Seems to always be conflicting info. I am knew to bench grafting cherries this year so I plan on doing some experimenting to see if I can find what works for me. I think alot of grafting success is related to geographical weather factors than most people take into account.
There is certainly ly conflicting info out there. I’ve always been under the impression that apple and pear was the most cold tolerant, then plum and cherry, and lastly peach and apricot.
Speed,
That is how my order of grafting for the last 9 years or so.
Tony
Same here. I wouldn’t graft cherries too early. I have done fine grafting them with plums.
Cherries in February and March here didn’t work out but late March or April I have had good luck. Grafted plums dormant with no problems so at least here plums are easier to graft than cherries. I’m still grafting pears this year since the weather was unpredictable earlier.
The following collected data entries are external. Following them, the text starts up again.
PR #14625, opened 2026-07-22
fix: focus ring token consistency

rickarize:
Creates a dedicated focus ring thickness token. 

Updates call sites to use the dedicated token as well as the existing color and offset tokens. 

Two actual component changes:

* Toast replaces a one-off close button with a regular icon button
* Session filter bar becomes consistent with its equivalent on other pages

### DIFF
--- a/app/src/pages/project/SessionSearchField.tsx
+++ b/app/src/pages/project/SessionSearchField.tsx
@@ -1,107 +1,28 @@
-import { css } from "@emotion/react";
-import CodeMirror, { type BasicSetupOptions } from "@uiw/react-codemirror";
-import { useState } from "react";
+import { Input } from "react-aria-components";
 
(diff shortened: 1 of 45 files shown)


app/src/pages/project/SessionSearchField.tsx
```diff
@@ -1,107 +1,27 @@
...
   const { filterIoSubstringOrSessionId, setFilterIoSubstringOrSessionId } =
     useSessionSearchContext();
-  const { theme } = useTheme();
-  const codeMirrorTheme = theme === "light" ? pierreLight : pierreDark;
 
-  const hasSubstring = filterIoSubstringOrSessionId !== "";
   return (
-    <div
-      data-is-focused={isFocused}
-      className="sessions-substring-field"
```
mikeldking, line 75: oh damn, that was messy

mikeldking (approved):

I do not really know which way is better. Just that Bob Purvis recommendations were very similar of what I was thinking myself. Back in Russia when I read about grafting they always recommended to graft in the early spring about the time when the sap in the trees start to flow i.e. buds start to swell. So I did as it was recommended back there and I grafted pretty much anything during the cold spring: apples, pears, European plums, apricots, they all took OK. The reason for the early grafting was the same - to let the graft union form before the scion start to grow.
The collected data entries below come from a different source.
PR #14635, opened 2026-07-22
fix(agents): apply mid-session model switches to the next send

### LINKED ISSUE #14344: PXI: cannot change model mid-session
There is no way to change the model PXI is using once a session has started. To switch models, the user has to end/restart the session, losing the current conversation context.

## Expected behavior

The user should be able to change the model for PXI mid-session without losing the existing conversation.

## Actual behavior

The model selection appears to be fixed for the lifetime of a session; there's no control to change it once the session has begun.

axiomofjoy:
resolves #14344

### DIFF
--- a/app/src/components/agent/useAgentChatPanelState.ts
+++ b/app/src/components/agent/useAgentChatPanelState.ts
@@ -2,6 +2,7 @@ import { useCallback, useMemo } from "react";
 
 import type { AgentModelSelection } from "@phoenix/agent/chat/buildAgentChatRequestBody";
 import { useAgentContext } from "@phoenix/contexts/AgentContext";
+import type { AgentState } from "@phoenix/store/agentStore";
 
 import type { ModelMenuValue } from "../generative/ModelMenu";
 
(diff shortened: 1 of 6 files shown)


app/src/components/agent/useAgentChatPanelState.ts
```diff
@@ -28,6 +29,28 @@ export function buildAgentModelSelection({
...
 }
 
+/**
+ * Derives the chat request's model selection from the store's current default
+ * model config. The chat transport reads this at request time so a model
+ * change always applies to the next send, even when the runtime chat was
+ * created by a since-unmounted surface (e.g. the draft that started the
+ * session).
+ */
+export function selectAgentModelSelection(
```
mikeldking: nit: selectAgentModel is probably specific enough

app/src/components/agent/useAgentChatPanelState.ts
```diff
@@ -28,6 +29,28 @@ export function buildAgentModelSelection({
...
+  state: Pick<AgentState, "defaultModelConfig">
+): AgentModelSelection {
+  const { defaultModelConfig } = state;
+  return buildAgentModelSelection({
```
mikeldking:
```suggestion
  return buildAgentModel({
```

mikeldking (approved):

Here most people graft when the plants are actively growing and they have small leaves on them. So it is good if it works, because, to tell the truth, to graft in the cold weather is no fun. This year I had a lot of grafting to do so I started early in March when the weather was warm. I followed my logical sense and I started with the trees which wake up first: Japanese plums and apricots, then sweet cherries, sour cherries, and finally apples. If I knew that you guys do it in the different order I would probably did it differently too. Anyway, now the grafts on Japanese plums and apricots started to grow leaves the size of mouse ears, the buds on sweet and sour cherry grafts are ready to pop, apples and all the other things do not show much so far.
The interesting thing is that I have the second round of the scions received from Bob and I grafted Japanese plums, sweet and sour cherries, apricots, apples again today so it will be interesting to compare the results of the graft takes from the first and the second graftings.
Thanks, Antmary for sharing your experience. As we are in colder zones, I am interested to hear when people in colder zones graft.
I was not successful with sweet cherry grafting last year. I grafted when the trees leafed out a bit and temp was in the 50-60’s. About 50% success with sour cherry but zero with sweet cherry.
I am sure there are many factors including my inexperience.
However, another factor you mentioned that I Find interesting is when scionwood is collected. Bob Purvis appears to suggest collecting it earlier than later. It is a bit hard as we are at the mercy of our scionwood exchange partners re. when they collect the scionwood for us
I will collect cherry scionwood earlier next year to do my experiment.
Maybe you are right Mamuang. Bob’s scions were super dormant, very hard to cut. My scions, which I stored in refrigerator were a lot more active. He probably controls humidity, which I am not able to do.